Instructions for the task:
Copy out each line from the start of the material below until the line with "41.0% higher throughput).", that line included.

Data supplied:
PR #401, opened 2026-08-22
[XPU] Fix ScoreBlock2D workspace OOM

yuankuns:
## Summary
- allocate the ScoreBlock2D workspace as bytes instead of dtype-sized elements
- slice large score workspaces across batches, GQA query heads, and Q-tile chunks while preserving enough Q-tile parallelism for BMG/CRI
- preserve original strides when rebasing sliced varlen tensors
- add extended paged and non-paged OOM regressions across large sequence, high-batch/low-head, and nested batch/head slicing cases

## Performance and workspace-cap trade-off
- `FMHA_SCORE_WS_CAP_MB` is a memory/performance knob (default: 1024 MiB). A larger score buffer lets each launch cover more Q tiles, reducing the number of ScoreStore/ScoreLoad launch pairs and their global score-buffer write/read overhead. The cost is higher peak XPU memory and a greater OOM risk.
- At `B=1, Hq/Hkv=16/2, Sq=Sk=4096, D=512` (BF16 non-paged varlen prefill), the full Q extent fits in 512 MiB: `query_tile_slice=32`, one ScoreStore/ScoreLoad pair, 51.3 ms vs. 72.3 ms without ScoreBlock2D (29.1% lower latency; 41.0% higher throughput).
- At `Sq=Sk=32768`, the 1 GiB cap allows only `query_tile_slice=8`: 32 Q-tile chunks / ScoreStore+ScoreLoad pairs. ScoreBlock2D still improves latency, 3992.4 ms vs. 5004.5 ms (20.2% lower latency; 25.4% higher throughput), but the extra launch and buffer-traffic cost reduces the realized gain. Raising the cap would reduce the chunk count, subject to available memory.
- The optimization is not a universal win for tiny/low-parallelism prefill shapes: `Sq=1` showed no material benefit, and tested `Hq<=4, Sq=16/64` cases regressed. These measurements are specific to the HD512 BF16 non-paged varlen path.

## Validation
- `FLASH_ATTENTION_KVCACHE_EXTENDED_TESTS=1 pytest -q tests/test_flash_attention.py`: 35256 passed, 4996 skipped
- large ScoreBlock2D OOM regressions: 6 passed
- Valentine 32K case: `B=1, Hq/Hkv=16/2, Sq=Sk=32768, D=512`, passed with finite BF16 output
- `python benchmark/bench_flash_attn.py`: completed on BMG GPU 0
- `pre-commit run --files <PR changed files>`: passed
- full bundled FMHA/common_ops build completed with controlled parallelism (`SGL_KERNEL_BUILD_JOBS=20`)

### DIFF
--- a/src/sycl/kernels/flash_attention_v2/kernel/xe_fmha_fwd_kernel.hpp
+++ b/src/sycl/kernels/flash_attention_v2/kernel/xe_fmha_fwd_kernel.hpp
@@ -398,18 +398,18 @@ class XeFMHAFwdKernel {
       if constexpr (is_var_len) {
         auto qo_cumulative = s.seq_len_qo.cumulative_length;
         auto kv_cumulative = s.seq_len_kv.cumulative_length;
-        offset_q = s.num_heads_q * s.head_size_qk * qo_cumulative[idx_b];
+        offset_q = get<0>(p.dQ) * qo_cumulative[idx_b];
         // offset_k = s.num_heads_kv * s.head_size_qk * kv_cumulative[idx_b];
         // offset_v = s.num_heads_kv * s.head_size_vo * kv_cumulative[idx_b];
-        offset_o = s.num_heads_q * s.head_size_vo * qo_cumulative[idx_b];
+        offset_o = get<0>(p.dO) * qo_cumulative[idx_b];
         if (s.seq_len_kv_cache.cumulative_length) {
           auto kv_cumulative_cache = s.seq_len_kv_cache.cumulative_length;
           // Non-paged KV stores all batches in one contiguous ragged buffer, so each
           // batch starts at its cumulative KV offset. Paged KV uses the page table for
           // absolute addressing, so no base offset is applied here.
           if constexpr (!CollectiveMainloop::PagedKV) {
-            offset_k_cache = s.num_heads_kv * s.head_size_qk * kv_cumulative_cache[idx_b];
-            offset_v_cache = s.num_heads_kv * s.head_size_vo * kv_cumulative_cache[idx_b];
+            offset_k_cache = get<0>(p.dK_cache) * kv_cumulative_cache[idx_b];
+            offset_v_cache = get<1>(p.dV_cache) * kv_cumulative_cache[idx_b];
           }
         }
       }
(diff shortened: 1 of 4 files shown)


src/sycl/kernels/flash_attention_v2/xe_fmha_fwd_prefill_runner.hpp
```diff
@@ -357,40 +390,62 @@ struct PrefillRunner {
...
+        const size_t full_batch_workspace = FMHAPrefillKernel::get_workspace_size(one_batch);
+        if (full_batch_workspace <= cap_bytes) {
+          batch_slice = int(cute::max(size_t(1), cap_bytes / full_batch_workspace));
+          batch_slice = cute::min(batch_total, batch_slice);
+        } else {
+          const int q_tiles = cute::ceil_div(params.seqlen_q, int(get<0>(typename FMHAPrefillKernel::TileShapeQK{})));
+          const int target_heads = cute::ceil_div(cute::max(1, hw_info.sm_count), cute::max(1, q_tiles));
+          query_head_slice = cute::min(params.h, target_heads);
+          const int first_head_slice = get_query_head_slice_size(0, params.h, head_group_q, query_head_slice);
+          const size_t per_batch = FMHAPrefillKernel::get_workspace_size(
```
Valentine233: `query_head_slice` is deduced from `sm_count`. How to ensure `per_batch` does not exceed `cap_bytes`?

src/sycl/kernels/flash_attention_v2/kernel/xe_fmha_fwd_kernel.hpp
Valentine233, line 270: ScoreBlock2D only does slices on `batch` and `num_heads_q`. What if `seq_len_q * seq_len_kv` already exceeds `cap_mb`?

src/sycl/kernels/flash_attention_v2/xe_fmha_fwd_prefill_runner.hpp
```diff
@@ -357,40 +390,62 @@ struct PrefillRunner {
 
     const int batch_total = params.b;
     int batch_slice = batch_total;
+    int query_head_slice = params.h;
     if constexpr (CollectiveMainloop::ScoreBlock2D) {
       static const int cap_mb = [] {
         if (const char* env = std::getenv("FMHA_SCORE_WS_CAP_MB")) {
           return std::atoi(env);
         }
         return DefaultScoreWorkspaceCapMiB;
```
Valentine233, line 423: `DefaultScoreWorkspaceCapMiB` is hard-coded to `1024`. How is the value selected? OOM still happens if free memory is less than `1024`.

Valentine233 (changes requested):
In general, OOM still could happen with the current fix. Is it possible to disable ScoreBlock2D by default, or to enable ScoreBlock2D on a limited configs?

yuankuns:
> In general, OOM still could happen with the current fix. Is it possible to disable ScoreBlock2D by default, or to enable ScoreBlock2D on a limited configs?

In which case?

src/sycl/kernels/flash_attention_v2/xe_fmha_fwd_prefill_runner.hpp
yuankuns: query_head_slice is related to total amount of buffer. Now there is only 20 cores for bmg

src/sycl/kernels/flash_attention_v2/kernel/xe_fmha_fwd_kernel.hpp
yuankuns: There is q_tile in line 248

src/sycl/kernels/flash_attention_v2/xe_fmha_fwd_prefill_runner.hpp
yuankuns: There is a trade off between performance and memory usage. Given the fact that hd=512 exhaust slm/register already. For single kernel launch it will reach extreme long sequence to oom. In those cases, even non-scoreboard case can trigger oom

sunjiweiswift:
> > In general, OOM still could happen with the current fix. Is it possible to disable ScoreBlock2D by default, or to enable ScoreBlock2D on a limited configs?
> 
> In which case?

pls check this jira

tests/test_flash_attention.py
```diff
@@ -2245,6 +2246,144 @@ def test_flash_attn_varlen_cross_matrix(
...
+            # Non-paged HD512 uses 32 Q tiles per head. Q-tile chunking keeps
+            # one query head sufficient to cover BMG (20 Xe-cores) without a
+            # 4 GiB score buffer.
+            (1, 16, 2, 4096, 32768),
+            # A low-head, high-batch case must accumulate Q tiles across batch
+            # slices instead of allocating all eight score matrices at once.
+            (8, 1, 1, 4096, 32768),
+            # Exercises nested batch and GQA-head slicing: one unsliced batch
+            # needs 2 GiB and the complete problem needs 8 GiB.
+            (4, 8, 1, 4096, 32768),
```
Valentine233, line 2362: Could you please also check for these configs offline and make sure to pass, thanks!
```
(4, 16, 2, 32768, 32768)
(1, 32, 4, 32768, 32768)
(8, 8, 1, 32768, 32768)
(32, 4, 1, 32768, 32768)
(4, 8, 2, 32768, 32768)
```

airMeng:
replaced by #447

Response:
PR #401, opened 2026-08-22
[XPU] Fix ScoreBlock2D workspace OOM

yuankuns:
## Summary
- allocate the ScoreBlock2D workspace as bytes instead of dtype-sized elements
- slice large score workspaces across batches, GQA query heads, and Q-tile chunks while preserving enough Q-tile parallelism for BMG/CRI
- preserve original strides when rebasing sliced varlen tensors
- add extended paged and non-paged OOM regressions across large sequence, high-batch/low-head, and nested batch/head slicing cases

## Performance and workspace-cap trade-off
- `FMHA_SCORE_WS_CAP_MB` is a memory/performance knob (default: 1024 MiB). A larger score buffer lets each launch cover more Q tiles, reducing the number of ScoreStore/ScoreLoad launch pairs and their global score-buffer write/read overhead. The cost is higher peak XPU memory and a greater OOM risk.
- At `B=1, Hq/Hkv=16/2, Sq=Sk=4096, D=512` (BF16 non-paged varlen prefill), the full Q extent fits in 512 MiB: `query_tile_slice=32`, one ScoreStore/ScoreLoad pair, 51.3 ms vs. 72.3 ms without ScoreBlock2D (29.1% lower latency; 41.0% higher throughput).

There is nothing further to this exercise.